Activity: Find how many lines in the data below include the word "latter", then write only that number.

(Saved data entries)
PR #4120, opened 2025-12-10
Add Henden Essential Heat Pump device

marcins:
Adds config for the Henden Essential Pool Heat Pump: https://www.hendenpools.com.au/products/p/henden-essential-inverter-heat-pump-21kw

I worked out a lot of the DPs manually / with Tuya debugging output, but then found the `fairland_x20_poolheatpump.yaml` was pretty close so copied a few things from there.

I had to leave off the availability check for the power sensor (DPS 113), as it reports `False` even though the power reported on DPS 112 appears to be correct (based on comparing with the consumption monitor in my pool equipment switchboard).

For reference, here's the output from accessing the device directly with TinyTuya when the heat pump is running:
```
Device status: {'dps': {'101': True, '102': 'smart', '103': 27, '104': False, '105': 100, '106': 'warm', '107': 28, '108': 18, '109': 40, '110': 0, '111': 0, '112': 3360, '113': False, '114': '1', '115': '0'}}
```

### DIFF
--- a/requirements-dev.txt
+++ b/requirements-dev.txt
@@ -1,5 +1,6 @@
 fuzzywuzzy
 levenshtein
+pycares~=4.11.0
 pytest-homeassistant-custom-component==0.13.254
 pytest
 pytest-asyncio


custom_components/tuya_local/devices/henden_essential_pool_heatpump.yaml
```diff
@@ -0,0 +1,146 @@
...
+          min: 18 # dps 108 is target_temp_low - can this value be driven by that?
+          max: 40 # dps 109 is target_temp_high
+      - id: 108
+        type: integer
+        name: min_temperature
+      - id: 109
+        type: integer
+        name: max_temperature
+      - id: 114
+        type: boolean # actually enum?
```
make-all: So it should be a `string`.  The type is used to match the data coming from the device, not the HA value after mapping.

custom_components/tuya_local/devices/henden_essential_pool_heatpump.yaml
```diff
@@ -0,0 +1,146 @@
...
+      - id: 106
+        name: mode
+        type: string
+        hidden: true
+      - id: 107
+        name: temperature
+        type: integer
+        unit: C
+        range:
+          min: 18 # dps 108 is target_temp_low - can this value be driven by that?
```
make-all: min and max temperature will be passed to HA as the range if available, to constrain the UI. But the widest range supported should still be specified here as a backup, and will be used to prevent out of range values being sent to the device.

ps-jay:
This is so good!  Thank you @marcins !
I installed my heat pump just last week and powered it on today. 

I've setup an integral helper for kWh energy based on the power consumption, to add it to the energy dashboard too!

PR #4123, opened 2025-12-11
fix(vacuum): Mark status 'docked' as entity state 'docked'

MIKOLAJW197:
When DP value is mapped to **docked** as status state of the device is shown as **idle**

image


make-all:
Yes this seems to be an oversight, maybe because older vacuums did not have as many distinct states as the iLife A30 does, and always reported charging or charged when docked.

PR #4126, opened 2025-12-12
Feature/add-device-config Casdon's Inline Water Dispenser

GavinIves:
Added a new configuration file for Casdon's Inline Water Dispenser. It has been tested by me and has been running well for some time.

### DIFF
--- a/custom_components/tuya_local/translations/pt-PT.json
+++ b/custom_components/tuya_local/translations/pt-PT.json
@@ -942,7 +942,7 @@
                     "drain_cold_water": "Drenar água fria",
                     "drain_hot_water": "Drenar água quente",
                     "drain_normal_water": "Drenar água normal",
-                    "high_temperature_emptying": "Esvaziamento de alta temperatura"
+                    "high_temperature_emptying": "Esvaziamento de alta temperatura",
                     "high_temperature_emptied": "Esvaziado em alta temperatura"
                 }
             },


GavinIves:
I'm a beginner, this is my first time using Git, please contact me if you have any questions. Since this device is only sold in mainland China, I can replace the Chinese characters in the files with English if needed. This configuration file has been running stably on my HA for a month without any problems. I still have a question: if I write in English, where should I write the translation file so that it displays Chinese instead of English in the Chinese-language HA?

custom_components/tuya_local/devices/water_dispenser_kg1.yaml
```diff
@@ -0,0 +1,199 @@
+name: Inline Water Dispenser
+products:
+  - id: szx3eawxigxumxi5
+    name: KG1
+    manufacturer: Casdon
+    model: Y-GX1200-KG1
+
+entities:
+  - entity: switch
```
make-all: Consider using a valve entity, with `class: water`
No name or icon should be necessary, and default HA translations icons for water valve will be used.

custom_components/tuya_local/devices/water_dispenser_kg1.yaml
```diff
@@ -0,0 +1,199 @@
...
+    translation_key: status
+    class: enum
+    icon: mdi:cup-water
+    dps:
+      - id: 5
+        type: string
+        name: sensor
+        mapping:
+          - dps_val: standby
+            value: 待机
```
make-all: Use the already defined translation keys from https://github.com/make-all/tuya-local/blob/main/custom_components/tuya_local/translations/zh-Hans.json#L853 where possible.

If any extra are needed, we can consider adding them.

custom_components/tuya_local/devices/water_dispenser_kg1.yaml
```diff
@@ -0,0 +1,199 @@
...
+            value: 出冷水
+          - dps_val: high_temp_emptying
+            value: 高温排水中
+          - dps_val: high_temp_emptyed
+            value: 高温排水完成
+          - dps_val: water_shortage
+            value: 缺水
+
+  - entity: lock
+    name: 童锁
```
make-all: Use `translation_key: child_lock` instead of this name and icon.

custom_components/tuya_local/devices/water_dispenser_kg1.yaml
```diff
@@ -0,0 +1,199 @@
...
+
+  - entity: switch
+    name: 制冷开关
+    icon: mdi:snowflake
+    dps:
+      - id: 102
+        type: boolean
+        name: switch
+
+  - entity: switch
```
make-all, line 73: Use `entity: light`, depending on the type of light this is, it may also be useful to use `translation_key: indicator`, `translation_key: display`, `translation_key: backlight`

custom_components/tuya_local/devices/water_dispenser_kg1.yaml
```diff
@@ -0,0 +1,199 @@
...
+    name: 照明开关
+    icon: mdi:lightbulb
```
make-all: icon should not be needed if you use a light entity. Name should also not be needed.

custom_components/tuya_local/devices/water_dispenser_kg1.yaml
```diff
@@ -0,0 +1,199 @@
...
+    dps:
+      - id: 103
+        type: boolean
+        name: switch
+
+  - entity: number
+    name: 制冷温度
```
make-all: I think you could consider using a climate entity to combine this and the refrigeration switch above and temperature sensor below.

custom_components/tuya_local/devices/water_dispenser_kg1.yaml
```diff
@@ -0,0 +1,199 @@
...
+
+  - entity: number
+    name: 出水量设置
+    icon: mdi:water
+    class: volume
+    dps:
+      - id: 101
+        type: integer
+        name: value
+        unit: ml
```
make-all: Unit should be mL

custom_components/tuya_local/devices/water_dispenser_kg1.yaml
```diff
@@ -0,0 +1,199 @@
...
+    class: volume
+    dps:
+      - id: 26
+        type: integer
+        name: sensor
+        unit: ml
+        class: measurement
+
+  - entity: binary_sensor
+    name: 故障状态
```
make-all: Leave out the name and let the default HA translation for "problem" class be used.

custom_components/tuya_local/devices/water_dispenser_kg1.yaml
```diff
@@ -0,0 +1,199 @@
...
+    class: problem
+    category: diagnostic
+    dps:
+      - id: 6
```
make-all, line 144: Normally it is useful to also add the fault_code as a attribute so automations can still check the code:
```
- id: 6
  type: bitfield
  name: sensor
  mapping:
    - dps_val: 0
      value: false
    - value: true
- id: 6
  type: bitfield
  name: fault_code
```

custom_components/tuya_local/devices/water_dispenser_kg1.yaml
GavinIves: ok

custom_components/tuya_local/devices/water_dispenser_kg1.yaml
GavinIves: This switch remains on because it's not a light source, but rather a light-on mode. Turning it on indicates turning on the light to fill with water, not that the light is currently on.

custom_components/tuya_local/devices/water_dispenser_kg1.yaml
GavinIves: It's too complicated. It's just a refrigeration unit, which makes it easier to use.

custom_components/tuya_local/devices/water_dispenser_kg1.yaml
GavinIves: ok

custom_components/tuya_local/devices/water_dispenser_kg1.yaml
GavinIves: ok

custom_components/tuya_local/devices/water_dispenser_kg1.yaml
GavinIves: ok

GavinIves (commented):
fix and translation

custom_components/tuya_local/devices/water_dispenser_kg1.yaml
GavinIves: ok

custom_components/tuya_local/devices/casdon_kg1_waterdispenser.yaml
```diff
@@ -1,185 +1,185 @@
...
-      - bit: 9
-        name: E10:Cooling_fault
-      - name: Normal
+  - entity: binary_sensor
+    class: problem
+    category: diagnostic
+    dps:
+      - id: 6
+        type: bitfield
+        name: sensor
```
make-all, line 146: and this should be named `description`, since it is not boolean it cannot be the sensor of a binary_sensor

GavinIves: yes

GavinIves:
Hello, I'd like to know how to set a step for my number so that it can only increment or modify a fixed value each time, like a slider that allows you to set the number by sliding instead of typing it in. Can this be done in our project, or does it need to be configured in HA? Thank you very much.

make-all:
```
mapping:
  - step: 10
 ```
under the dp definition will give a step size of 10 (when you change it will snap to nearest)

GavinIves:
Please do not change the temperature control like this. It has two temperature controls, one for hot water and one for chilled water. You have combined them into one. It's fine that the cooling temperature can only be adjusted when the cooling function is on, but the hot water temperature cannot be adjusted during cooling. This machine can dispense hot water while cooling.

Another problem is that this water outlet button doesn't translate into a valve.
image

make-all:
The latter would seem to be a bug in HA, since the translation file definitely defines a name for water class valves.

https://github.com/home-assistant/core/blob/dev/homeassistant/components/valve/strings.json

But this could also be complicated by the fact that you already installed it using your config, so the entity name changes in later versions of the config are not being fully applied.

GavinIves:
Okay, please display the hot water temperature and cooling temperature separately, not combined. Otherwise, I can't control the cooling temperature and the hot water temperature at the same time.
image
---
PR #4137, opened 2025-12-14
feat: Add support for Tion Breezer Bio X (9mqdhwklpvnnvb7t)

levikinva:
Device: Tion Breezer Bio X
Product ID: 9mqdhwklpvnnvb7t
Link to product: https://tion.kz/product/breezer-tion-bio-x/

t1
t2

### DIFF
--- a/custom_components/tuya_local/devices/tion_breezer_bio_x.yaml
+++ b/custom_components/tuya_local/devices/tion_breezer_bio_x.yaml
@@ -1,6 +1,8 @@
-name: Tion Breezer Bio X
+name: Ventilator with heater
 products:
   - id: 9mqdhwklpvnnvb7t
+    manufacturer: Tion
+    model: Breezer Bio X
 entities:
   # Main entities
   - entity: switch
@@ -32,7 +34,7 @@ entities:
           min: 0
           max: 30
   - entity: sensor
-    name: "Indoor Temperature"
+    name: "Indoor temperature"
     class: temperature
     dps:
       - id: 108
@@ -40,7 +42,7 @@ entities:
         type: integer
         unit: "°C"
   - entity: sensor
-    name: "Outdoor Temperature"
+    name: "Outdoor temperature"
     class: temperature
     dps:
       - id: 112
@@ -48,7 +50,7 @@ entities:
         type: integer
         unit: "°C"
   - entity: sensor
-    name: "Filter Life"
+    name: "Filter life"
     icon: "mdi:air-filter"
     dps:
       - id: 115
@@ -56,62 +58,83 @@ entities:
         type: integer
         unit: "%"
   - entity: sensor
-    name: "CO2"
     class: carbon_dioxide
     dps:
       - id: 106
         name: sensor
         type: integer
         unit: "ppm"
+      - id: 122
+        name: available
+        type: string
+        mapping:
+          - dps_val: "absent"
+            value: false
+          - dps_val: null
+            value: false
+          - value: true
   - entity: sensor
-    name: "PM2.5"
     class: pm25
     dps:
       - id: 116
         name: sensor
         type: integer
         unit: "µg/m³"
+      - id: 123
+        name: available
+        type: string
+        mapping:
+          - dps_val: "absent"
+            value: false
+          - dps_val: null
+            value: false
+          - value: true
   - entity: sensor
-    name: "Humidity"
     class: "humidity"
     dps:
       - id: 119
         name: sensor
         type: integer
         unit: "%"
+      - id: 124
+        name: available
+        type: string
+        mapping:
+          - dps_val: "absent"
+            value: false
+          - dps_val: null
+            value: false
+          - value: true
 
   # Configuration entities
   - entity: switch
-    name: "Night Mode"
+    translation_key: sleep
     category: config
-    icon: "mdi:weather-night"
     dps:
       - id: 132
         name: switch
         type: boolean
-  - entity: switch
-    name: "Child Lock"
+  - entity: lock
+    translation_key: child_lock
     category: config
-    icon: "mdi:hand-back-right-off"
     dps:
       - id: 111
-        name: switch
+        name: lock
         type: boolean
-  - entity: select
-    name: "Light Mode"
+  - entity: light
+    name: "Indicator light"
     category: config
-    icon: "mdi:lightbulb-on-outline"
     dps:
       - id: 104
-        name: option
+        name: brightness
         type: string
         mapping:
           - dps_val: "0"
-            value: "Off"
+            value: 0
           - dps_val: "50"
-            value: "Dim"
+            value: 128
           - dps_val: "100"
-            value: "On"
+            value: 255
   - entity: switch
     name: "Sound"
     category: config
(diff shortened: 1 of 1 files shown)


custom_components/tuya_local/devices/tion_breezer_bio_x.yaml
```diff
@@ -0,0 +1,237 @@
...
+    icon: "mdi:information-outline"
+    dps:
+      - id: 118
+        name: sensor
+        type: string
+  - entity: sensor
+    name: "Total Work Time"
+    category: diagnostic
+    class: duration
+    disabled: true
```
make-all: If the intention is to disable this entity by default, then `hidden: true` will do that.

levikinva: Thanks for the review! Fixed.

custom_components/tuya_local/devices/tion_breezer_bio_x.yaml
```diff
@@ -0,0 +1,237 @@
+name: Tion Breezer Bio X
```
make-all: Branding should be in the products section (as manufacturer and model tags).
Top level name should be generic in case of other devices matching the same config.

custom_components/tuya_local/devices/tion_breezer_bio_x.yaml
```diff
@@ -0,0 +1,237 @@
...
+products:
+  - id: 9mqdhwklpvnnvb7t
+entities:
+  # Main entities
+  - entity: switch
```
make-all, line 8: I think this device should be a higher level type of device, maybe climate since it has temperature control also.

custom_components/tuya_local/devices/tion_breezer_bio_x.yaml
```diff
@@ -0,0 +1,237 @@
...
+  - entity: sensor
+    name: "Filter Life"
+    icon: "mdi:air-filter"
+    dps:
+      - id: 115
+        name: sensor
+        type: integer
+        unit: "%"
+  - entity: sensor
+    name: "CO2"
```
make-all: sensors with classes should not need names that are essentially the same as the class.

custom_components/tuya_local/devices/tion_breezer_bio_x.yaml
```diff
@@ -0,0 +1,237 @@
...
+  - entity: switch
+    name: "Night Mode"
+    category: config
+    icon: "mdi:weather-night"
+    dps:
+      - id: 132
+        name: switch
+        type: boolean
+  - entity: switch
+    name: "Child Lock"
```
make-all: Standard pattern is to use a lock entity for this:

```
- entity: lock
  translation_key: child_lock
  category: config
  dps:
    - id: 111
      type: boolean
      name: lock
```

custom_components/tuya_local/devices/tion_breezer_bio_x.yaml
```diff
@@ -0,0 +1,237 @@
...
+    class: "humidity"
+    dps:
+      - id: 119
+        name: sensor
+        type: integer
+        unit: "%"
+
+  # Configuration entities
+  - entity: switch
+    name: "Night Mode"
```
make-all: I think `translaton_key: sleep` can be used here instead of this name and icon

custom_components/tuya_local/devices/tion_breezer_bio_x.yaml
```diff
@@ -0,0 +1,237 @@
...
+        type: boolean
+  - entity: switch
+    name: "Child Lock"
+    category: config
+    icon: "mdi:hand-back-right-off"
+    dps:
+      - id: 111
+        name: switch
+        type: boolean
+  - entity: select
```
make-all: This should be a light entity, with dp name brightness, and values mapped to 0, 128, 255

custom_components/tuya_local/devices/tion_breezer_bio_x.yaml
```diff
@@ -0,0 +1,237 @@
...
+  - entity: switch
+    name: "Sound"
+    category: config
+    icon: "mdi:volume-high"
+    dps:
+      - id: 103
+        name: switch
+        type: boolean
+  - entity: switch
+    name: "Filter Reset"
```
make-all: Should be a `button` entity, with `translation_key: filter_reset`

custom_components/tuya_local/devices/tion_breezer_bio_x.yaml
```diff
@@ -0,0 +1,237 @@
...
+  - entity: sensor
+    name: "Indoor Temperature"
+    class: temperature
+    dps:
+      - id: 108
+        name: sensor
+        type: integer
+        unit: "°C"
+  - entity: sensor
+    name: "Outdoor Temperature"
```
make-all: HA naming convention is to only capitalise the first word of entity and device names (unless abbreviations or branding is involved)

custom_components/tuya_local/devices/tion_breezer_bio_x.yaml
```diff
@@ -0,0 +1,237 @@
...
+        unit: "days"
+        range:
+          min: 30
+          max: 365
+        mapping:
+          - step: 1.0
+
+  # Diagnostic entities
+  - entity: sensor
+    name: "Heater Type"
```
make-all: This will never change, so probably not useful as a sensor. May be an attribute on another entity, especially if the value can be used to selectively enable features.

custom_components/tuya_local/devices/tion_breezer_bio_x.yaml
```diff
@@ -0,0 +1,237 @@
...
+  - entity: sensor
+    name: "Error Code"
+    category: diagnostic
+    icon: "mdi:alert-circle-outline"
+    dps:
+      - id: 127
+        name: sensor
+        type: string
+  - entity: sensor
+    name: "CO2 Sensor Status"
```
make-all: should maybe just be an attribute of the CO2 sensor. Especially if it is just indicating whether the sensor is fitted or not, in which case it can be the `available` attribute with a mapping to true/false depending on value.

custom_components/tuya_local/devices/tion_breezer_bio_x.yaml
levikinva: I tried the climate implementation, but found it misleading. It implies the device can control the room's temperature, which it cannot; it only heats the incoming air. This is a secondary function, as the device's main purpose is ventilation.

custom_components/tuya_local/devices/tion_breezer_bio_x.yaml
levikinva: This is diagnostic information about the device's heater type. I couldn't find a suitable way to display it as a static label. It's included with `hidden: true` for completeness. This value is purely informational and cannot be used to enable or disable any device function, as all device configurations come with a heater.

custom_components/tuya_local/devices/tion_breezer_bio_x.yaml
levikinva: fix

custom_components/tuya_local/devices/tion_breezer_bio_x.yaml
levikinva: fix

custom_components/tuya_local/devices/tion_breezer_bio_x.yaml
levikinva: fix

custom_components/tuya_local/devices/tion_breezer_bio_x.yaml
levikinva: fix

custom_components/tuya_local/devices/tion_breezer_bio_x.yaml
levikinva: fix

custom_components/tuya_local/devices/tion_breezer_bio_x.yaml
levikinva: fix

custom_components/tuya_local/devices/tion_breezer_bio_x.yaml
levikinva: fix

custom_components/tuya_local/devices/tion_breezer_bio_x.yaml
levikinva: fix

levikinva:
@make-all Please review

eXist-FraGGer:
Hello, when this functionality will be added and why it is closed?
...
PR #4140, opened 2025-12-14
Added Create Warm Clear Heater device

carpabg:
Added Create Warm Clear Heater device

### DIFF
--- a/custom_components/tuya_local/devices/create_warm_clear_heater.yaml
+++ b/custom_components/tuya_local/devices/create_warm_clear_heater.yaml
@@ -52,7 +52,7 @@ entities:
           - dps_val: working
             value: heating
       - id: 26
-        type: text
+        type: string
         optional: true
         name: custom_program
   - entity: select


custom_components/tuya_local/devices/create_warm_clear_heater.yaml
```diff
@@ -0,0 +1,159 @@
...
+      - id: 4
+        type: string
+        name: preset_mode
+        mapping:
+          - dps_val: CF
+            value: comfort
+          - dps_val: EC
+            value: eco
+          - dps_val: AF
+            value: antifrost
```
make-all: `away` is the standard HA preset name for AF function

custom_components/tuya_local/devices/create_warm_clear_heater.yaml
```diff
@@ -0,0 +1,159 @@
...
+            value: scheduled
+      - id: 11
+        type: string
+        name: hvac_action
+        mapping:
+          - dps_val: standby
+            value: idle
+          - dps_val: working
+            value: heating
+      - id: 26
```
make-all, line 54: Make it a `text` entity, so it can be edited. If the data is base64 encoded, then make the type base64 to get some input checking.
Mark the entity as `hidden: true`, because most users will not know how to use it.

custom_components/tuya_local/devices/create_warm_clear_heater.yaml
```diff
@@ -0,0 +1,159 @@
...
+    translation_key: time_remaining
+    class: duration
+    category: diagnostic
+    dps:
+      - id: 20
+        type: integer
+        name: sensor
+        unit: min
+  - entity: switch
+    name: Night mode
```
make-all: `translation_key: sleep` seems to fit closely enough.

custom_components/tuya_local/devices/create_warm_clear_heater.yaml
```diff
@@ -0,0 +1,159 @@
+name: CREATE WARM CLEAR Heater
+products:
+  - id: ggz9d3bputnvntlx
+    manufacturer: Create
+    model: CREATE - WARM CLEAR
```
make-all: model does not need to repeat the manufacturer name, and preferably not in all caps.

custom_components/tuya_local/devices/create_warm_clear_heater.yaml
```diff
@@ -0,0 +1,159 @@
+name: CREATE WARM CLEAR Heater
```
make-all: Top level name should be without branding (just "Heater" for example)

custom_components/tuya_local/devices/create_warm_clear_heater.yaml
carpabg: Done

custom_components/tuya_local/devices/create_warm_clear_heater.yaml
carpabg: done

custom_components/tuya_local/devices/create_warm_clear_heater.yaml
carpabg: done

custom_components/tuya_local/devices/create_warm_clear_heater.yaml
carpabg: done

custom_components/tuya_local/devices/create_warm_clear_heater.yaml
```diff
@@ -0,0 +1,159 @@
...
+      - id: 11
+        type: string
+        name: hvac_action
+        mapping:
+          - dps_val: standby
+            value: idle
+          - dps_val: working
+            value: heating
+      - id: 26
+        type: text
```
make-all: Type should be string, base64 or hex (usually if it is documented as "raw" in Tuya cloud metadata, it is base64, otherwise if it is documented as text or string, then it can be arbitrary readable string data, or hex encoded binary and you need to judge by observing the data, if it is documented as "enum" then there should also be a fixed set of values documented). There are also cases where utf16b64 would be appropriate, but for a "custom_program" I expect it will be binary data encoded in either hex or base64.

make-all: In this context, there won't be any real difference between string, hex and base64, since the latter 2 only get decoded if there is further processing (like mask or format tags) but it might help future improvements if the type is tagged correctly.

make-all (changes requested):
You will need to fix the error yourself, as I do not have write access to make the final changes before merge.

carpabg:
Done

Solution for this task: 2